6 April 2022
Choy started as a trainee 25 years ago and now sits on the board of ABN AMRO. As a board member, she is responsible for Wealth Management. In this article, she talks about the obstacles she overcame during her impressive career and the challenges she faced. ‘If you want to grow, you really have to go all in yourself.'
A quarter of a century working for the same bank: doesn't that get monotonous? ‘Not at all', Choy laughs. ‘I may have been working under the same flag since 1996, but I have done so many different things. Before I moved to Wealth Management, I spent many years in all kinds of roles on the corporate side, so the business side. I have been a relationship manager, but also a specialist in payments, credit and treasury. And that's what I like about ABN AMRO: it's a big organisation, so you have lots of opportunities. But if you want to grow, you really have to go all in yourself and sometimes dare to take an unexpected step. So my advice to young people is: don't think in limitations, but seize your chance.’
From Rotterdam to Maastricht
‘I was really given the room to develop myself, also on a personal level. That started as soon as I completed my traineeship. I was assigned a position in Maastricht, while I lived in Rotterdam. It was not done to argue with this, but I really didn't want to move to the other side of the country. On the advice of my supervisor, I followed my heart and talked to the then managing director. It wasn't fun, but I managed to get another spot.’

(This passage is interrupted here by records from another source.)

PR #1533, opened 2022-04-25
Prepare next version: 4.4.0-SNAPSHOT

revenuecat-ops:

PR #1536, opened 2022-04-26
`Fastfile`: fixed `replace_version_number` lane

NachoSoto:
See #1533.
The previous regular expression would incorrectly replace `55413C0025B778E200ECCA5A` with `554.4.0-SNAPSHOT025B778E200ECCA5A`, for example, because the `.`s in the previous version weren't escaped.


aboedo (commented):
great catch!

PR #1539, opened 2022-04-26
Fixed `ErrorUtils.logDecodingError`

NachoSoto:
## Changes:

- Improved output of decoding errors:

#### Before:
```
[Purchases] - ERROR: 😿‼️ Couldn't decode data from json. Error:
The operation couldn’t be completed. (RevenueCat.CodableError error 0.))
```

#### After:
```
[Purchases] - ERROR: 😿‼️ Couldn't decode data from json. Error:
Found unexpected value 'tienda' for type 'Store'
```

- `CodableStrings.decodingError` relied on `Error.localizedDescription`, so `CodableError` now conforms to `LocalizedError` to provide that as well
- Added incorrect `value` to the error to find out why it was invalid
- Removed extra `)` at the end of the error string
- Cleaned up `switch`es to use a single `let` syntax

### DIFF
--- a/Sources/CodableExtensions/PeriodType+Extensions.swift
+++ b/Sources/CodableExtensions/PeriodType+Extensions.swift
@@ -24,7 +24,7 @@ extension PeriodType: Decodable {
         }
 
         guard let type = Self.mapping[periodTypeString] else {
-            throw CodableError.unexpectedValue(PeriodType.self)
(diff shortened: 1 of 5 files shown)


NachoSoto:
Nothing like breaking decoding in the SDK to find out how good errors really are 😇

taquitos (approved):
Thousand Times Yes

‘It is now pretty normal to discuss your first assignment: shaping your career has become a dialogue. We look at what you are good at, and what else you want to do. We also help colleagues with a different cultural background to develop further. In Dutch culture, children learn at an early age to stand up for themselves and form their own opinions. Colleagues who have grown up with the idea that respect and hierarchy take centre stage are often more reserved. I think as a bank we have a responsibility to make sure they get and use equal opportunities.'
Diversity as a theme
‘In recent times, great strides have been made in the area of diversity. A Diversity & Inclusion department, for example, did not exist 25 years ago. When I first started, the topics of cultural background, male-female relations and sexual preference were hardly discussed. Now we are consciously working on balancing all these issues and making them self-evident. I see around me more and more women in executive positions. This has had a positive effect on the culture within the bank: the style of leadership has softened and people pay more attention to each other.’